> TASK INSTRUCTIONS
Look through the entries below for the string "small", and copy each line where it is found.
○ ○ ○ ○ ○ ○ ○
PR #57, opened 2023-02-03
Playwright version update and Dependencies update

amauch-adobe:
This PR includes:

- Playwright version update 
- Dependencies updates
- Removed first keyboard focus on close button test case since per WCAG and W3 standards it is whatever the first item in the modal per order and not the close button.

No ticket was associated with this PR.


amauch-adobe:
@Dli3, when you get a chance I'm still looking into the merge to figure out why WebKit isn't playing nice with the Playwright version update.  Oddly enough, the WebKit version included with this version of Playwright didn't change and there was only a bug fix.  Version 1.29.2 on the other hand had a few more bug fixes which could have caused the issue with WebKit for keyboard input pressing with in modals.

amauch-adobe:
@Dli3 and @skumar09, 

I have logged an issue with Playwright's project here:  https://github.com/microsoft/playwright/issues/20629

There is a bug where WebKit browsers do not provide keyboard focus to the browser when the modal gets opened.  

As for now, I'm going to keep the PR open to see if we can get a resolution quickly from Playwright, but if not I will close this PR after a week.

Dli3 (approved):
○ ○ ○ ○ ○ ○ ○
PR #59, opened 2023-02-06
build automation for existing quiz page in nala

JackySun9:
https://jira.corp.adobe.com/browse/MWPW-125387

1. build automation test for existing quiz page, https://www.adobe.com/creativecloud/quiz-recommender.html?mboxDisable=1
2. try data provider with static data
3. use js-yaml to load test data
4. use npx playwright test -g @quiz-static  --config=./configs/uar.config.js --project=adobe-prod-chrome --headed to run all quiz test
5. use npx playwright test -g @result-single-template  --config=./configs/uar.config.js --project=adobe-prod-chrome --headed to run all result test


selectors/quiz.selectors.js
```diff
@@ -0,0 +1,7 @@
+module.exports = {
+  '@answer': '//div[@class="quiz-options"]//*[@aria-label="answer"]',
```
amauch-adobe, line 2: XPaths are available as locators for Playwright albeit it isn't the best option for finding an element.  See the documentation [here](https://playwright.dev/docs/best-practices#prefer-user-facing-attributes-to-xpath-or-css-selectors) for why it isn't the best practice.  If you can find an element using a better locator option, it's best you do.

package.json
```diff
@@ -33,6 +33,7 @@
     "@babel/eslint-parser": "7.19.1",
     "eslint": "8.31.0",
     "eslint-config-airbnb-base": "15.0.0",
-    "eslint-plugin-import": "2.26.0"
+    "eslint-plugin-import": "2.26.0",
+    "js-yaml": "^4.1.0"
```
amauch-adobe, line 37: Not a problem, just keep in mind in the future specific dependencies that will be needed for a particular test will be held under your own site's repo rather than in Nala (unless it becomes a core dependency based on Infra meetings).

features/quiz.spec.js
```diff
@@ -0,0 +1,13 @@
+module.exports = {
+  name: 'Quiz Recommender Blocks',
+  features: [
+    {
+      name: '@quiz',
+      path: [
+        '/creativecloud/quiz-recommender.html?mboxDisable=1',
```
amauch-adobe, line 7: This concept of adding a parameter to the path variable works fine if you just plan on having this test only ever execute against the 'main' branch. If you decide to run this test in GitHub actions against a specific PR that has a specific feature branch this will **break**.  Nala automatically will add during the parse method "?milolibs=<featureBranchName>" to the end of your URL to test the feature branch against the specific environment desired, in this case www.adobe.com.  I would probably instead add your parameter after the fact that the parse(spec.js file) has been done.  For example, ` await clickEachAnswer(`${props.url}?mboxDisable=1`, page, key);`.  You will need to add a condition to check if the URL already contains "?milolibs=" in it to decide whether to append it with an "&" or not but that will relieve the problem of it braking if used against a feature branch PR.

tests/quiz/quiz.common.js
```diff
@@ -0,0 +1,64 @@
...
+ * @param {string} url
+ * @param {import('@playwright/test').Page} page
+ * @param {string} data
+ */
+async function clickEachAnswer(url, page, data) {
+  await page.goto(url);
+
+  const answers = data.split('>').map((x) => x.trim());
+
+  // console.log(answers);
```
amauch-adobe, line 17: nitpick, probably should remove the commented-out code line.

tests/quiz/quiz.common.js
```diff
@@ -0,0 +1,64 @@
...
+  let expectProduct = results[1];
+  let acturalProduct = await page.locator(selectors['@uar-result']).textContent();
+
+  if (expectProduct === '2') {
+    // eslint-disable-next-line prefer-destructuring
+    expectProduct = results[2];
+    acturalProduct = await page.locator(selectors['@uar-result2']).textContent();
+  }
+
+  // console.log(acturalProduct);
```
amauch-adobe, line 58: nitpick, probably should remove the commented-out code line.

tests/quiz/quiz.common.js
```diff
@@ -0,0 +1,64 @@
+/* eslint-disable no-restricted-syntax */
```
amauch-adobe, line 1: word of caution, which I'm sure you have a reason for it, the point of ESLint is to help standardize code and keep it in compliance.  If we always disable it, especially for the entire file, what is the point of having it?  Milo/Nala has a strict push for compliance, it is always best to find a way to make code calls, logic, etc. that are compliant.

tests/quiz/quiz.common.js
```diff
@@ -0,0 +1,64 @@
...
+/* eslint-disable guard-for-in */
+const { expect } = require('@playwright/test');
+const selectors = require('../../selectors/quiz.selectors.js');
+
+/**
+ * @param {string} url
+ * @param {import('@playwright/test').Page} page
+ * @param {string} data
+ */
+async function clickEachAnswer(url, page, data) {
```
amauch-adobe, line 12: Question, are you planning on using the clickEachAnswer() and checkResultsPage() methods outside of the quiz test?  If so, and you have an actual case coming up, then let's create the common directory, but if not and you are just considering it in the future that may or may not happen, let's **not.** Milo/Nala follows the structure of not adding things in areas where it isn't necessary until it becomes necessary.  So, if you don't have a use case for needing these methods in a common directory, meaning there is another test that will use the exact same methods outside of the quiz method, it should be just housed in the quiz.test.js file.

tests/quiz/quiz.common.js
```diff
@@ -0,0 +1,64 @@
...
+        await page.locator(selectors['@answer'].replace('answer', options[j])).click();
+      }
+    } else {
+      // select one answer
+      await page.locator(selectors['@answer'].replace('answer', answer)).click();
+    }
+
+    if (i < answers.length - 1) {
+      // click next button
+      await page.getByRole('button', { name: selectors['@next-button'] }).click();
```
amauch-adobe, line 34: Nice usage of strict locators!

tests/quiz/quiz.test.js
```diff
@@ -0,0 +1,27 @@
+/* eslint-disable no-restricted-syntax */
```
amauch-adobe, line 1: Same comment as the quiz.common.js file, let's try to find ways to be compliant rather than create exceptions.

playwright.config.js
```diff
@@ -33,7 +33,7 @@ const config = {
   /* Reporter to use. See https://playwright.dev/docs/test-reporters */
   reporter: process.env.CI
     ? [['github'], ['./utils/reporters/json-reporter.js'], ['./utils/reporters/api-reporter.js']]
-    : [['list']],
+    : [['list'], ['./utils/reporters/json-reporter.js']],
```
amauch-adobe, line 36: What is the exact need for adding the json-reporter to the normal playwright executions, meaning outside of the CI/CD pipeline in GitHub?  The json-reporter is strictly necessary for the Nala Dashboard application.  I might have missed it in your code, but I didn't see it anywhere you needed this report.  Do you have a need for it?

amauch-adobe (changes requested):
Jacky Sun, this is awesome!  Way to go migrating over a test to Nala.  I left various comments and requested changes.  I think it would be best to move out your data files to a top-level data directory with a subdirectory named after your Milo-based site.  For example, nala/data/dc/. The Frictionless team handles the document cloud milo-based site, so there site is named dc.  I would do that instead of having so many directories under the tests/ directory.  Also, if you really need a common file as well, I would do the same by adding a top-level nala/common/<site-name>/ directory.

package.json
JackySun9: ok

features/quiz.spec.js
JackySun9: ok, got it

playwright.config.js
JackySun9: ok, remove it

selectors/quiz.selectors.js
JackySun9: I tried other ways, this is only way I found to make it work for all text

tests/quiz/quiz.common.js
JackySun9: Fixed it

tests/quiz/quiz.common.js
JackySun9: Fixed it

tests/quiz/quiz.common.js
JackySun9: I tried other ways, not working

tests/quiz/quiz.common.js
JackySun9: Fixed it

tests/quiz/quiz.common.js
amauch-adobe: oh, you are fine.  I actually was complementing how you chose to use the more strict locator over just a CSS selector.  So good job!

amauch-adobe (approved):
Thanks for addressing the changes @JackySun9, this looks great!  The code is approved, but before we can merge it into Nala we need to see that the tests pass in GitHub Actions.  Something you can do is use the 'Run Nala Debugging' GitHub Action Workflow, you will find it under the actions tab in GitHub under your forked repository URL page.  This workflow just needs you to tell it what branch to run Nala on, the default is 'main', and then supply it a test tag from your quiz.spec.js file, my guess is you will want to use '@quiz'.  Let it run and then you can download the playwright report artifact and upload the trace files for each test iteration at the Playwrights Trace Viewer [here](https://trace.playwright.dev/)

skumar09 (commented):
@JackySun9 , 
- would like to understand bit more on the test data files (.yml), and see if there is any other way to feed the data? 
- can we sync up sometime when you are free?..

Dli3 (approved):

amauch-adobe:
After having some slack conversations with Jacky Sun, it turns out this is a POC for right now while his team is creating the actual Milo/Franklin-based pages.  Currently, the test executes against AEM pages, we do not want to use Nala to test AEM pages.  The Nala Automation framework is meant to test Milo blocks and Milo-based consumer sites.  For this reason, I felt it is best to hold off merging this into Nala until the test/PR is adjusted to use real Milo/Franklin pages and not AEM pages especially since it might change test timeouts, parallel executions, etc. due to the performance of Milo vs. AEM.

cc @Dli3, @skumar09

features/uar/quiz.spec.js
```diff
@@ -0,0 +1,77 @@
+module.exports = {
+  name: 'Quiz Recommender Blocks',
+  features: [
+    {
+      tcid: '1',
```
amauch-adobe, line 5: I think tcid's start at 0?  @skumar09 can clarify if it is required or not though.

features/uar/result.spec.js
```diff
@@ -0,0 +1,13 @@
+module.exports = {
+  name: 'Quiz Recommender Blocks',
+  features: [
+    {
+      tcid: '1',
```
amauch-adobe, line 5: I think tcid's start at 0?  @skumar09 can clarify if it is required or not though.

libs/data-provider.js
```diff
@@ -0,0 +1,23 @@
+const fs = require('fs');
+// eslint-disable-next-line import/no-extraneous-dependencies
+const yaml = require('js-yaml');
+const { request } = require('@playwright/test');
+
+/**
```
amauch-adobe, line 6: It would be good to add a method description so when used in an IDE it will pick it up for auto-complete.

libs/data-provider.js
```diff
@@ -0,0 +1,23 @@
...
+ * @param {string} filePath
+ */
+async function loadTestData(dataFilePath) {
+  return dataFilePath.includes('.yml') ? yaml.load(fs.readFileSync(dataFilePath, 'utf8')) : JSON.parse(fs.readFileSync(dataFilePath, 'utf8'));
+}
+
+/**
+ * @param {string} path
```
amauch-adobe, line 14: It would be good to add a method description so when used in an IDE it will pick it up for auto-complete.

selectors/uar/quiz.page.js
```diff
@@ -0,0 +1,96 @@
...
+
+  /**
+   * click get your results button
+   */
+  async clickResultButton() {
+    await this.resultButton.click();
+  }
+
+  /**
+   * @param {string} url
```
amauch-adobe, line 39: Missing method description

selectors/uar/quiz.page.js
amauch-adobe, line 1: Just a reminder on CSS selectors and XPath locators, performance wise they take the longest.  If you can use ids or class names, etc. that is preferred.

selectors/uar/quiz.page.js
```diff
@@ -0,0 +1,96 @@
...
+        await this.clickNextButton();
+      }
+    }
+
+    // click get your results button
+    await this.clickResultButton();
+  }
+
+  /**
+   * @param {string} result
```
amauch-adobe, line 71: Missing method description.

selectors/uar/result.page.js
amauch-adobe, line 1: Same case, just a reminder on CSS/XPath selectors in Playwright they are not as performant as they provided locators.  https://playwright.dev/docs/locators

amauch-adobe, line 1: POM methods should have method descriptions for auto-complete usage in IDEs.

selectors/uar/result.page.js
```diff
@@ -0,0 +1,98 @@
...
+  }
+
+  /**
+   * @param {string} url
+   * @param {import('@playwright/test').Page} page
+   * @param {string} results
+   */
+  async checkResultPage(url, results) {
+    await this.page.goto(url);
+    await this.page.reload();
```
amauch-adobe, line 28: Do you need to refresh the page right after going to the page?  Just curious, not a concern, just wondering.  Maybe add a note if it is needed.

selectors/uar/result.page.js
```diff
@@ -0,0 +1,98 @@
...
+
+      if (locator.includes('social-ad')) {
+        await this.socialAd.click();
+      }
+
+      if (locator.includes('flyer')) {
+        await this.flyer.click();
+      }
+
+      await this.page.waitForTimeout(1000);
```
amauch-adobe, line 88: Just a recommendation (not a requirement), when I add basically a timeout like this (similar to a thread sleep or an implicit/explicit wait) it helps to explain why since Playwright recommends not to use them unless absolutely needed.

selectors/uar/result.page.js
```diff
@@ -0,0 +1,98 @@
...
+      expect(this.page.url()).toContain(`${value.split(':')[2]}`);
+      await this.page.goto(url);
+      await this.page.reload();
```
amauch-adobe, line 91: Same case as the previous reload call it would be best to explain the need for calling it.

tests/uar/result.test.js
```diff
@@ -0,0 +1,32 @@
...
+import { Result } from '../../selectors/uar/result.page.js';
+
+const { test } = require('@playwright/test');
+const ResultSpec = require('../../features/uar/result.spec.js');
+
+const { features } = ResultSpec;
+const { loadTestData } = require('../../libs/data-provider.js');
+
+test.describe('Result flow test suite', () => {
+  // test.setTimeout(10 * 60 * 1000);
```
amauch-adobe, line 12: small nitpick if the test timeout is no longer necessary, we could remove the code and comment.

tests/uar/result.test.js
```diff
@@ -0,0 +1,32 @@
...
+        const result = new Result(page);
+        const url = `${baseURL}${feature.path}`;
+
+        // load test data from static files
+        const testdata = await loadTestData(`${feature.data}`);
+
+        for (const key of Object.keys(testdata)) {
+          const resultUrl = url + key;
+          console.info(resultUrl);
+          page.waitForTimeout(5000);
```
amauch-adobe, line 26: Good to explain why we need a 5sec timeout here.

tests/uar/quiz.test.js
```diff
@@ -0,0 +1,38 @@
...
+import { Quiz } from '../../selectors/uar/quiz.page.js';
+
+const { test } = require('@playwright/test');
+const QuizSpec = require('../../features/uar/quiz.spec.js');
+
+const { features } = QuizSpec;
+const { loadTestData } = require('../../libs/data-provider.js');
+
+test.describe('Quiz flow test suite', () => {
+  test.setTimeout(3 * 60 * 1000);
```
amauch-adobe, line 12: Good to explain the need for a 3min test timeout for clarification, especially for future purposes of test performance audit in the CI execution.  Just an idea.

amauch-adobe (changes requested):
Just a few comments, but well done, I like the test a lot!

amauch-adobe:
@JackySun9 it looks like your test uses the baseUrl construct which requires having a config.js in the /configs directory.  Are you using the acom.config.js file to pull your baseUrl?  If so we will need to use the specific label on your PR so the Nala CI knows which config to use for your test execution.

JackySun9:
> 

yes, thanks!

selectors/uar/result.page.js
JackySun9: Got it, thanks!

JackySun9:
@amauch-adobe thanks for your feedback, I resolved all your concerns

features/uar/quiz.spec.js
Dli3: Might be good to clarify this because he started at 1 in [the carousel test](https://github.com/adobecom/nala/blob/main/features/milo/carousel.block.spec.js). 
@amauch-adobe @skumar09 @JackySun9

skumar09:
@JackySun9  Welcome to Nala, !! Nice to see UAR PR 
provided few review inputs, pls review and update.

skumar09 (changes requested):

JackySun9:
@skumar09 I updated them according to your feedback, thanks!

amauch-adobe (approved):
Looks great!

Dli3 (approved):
○ ○ ○ ○ ○ ○ ○
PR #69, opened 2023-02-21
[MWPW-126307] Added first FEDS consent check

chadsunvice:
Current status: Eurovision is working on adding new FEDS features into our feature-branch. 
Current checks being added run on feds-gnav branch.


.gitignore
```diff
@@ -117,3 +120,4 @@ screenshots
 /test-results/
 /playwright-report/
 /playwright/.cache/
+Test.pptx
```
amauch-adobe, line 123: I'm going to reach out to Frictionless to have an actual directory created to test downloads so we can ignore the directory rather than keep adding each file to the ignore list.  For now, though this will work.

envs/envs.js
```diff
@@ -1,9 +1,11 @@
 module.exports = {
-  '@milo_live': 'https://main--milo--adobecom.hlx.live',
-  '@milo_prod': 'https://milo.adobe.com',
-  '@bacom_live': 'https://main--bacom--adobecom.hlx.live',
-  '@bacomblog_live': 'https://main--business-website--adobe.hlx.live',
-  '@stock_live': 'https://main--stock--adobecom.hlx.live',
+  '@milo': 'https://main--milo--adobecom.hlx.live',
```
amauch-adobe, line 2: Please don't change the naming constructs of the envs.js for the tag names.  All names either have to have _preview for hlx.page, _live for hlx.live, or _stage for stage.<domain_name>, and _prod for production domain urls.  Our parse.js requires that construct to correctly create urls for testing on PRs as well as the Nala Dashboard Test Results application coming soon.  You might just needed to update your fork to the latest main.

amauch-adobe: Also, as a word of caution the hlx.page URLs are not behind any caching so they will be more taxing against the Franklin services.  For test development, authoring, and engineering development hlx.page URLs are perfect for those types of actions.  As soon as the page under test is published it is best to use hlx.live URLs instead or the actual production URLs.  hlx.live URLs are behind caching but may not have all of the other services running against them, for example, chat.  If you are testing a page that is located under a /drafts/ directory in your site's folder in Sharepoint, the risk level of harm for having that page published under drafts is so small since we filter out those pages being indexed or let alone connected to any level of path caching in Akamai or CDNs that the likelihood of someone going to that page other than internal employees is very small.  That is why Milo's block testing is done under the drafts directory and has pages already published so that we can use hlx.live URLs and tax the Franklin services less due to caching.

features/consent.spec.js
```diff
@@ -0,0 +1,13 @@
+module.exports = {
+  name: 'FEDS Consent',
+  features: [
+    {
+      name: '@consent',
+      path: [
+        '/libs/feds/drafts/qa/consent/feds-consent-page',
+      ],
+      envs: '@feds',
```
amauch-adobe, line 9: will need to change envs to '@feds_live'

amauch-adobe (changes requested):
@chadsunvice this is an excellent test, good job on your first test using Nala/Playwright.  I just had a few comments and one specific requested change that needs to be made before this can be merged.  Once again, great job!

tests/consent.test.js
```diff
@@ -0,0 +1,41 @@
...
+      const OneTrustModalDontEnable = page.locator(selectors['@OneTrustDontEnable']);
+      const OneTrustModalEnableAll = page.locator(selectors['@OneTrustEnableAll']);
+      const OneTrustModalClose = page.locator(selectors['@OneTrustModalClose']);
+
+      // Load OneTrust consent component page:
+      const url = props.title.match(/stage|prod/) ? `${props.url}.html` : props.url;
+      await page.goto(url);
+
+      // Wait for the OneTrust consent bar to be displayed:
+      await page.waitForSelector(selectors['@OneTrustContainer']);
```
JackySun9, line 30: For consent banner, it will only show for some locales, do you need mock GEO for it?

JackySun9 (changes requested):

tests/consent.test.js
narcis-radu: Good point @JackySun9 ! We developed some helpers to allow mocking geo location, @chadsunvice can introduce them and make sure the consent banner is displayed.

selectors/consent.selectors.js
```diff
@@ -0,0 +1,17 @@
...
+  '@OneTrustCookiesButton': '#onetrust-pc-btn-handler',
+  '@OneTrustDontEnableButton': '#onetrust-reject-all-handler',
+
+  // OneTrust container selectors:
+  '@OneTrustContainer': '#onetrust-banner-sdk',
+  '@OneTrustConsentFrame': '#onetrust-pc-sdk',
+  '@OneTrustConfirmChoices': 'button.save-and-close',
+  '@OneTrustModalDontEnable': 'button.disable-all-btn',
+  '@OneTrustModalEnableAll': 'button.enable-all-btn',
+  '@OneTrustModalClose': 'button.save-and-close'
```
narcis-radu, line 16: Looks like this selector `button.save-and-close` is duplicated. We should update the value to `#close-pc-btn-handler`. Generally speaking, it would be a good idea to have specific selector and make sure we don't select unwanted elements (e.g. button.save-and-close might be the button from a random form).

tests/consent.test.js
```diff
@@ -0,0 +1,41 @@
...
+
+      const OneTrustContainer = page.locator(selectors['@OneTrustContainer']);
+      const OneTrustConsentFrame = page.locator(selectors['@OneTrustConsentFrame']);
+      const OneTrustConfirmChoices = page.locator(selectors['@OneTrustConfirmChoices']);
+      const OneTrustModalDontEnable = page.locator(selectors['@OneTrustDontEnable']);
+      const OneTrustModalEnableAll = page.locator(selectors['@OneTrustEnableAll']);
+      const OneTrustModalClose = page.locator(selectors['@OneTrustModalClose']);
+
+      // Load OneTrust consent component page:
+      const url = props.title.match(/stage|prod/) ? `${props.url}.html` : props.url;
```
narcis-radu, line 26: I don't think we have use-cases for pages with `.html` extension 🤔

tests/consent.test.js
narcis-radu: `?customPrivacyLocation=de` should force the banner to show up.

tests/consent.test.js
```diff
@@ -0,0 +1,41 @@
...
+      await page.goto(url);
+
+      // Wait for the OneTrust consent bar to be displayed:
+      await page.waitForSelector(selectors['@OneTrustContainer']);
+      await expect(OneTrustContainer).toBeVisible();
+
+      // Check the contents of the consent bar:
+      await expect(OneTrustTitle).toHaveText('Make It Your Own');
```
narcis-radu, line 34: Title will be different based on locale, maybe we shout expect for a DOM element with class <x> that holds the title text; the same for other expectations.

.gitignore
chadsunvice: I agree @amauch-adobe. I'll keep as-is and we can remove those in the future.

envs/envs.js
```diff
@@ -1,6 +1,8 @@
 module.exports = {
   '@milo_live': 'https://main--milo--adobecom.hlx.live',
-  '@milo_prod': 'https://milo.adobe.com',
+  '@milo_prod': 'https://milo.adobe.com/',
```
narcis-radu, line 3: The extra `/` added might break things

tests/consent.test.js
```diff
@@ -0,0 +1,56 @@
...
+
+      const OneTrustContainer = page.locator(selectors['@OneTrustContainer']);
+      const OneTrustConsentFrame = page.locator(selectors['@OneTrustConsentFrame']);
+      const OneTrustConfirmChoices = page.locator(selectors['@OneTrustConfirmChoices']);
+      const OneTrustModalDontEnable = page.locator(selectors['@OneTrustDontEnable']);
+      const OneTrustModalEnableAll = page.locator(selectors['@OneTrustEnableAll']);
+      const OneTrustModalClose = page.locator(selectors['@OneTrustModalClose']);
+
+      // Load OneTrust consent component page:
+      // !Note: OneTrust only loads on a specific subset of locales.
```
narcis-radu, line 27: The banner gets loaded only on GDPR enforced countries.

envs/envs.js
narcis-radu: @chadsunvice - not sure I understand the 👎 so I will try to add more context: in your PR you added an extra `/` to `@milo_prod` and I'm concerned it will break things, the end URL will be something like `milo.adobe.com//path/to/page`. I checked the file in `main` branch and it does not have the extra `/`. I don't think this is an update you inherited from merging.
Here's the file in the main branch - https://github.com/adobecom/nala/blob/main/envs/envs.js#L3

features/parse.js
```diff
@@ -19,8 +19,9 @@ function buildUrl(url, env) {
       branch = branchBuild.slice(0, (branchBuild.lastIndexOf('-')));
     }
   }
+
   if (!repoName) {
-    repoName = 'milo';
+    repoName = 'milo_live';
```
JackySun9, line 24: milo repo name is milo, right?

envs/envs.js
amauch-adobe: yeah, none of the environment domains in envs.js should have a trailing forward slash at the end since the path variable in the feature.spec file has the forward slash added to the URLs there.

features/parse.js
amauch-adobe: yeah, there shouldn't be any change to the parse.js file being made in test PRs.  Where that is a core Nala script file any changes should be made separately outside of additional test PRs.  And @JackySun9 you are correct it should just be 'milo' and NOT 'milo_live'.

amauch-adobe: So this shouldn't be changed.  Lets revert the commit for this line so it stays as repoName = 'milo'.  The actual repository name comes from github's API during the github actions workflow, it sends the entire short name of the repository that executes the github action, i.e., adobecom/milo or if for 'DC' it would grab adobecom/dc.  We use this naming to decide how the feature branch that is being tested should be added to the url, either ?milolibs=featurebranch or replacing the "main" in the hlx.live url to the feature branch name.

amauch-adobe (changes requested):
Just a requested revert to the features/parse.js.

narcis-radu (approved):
○ ○ ○ ○ ○ ○ ○
> ANSWER
amauch-adobe, line 12: small nitpick if the test timeout is no longer necessary, we could remove the code and comment.
amauch-adobe: Also, as a word of caution the hlx.page URLs are not behind any caching so they will be more taxing against the Franklin services.  For test development, authoring, and engineering development hlx.page URLs are perfect for those types of actions.  As soon as the page under test is published it is best to use hlx.live URLs instead or the actual production URLs.  hlx.live URLs are behind caching but may not have all of the other services running against them, for example, chat.  If you are testing a page that is located under a /drafts/ directory in your site's folder in Sharepoint, the risk level of harm for having that page published under drafts is so small since we filter out those pages being indexed or let alone connected to any level of path caching in Akamai or CDNs that the likelihood of someone going to that page other than internal employees is very small.  That is why Milo's block testing is done under the drafts directory and has pages already published so that we can use hlx.live URLs and tax the Franklin services less due to caching.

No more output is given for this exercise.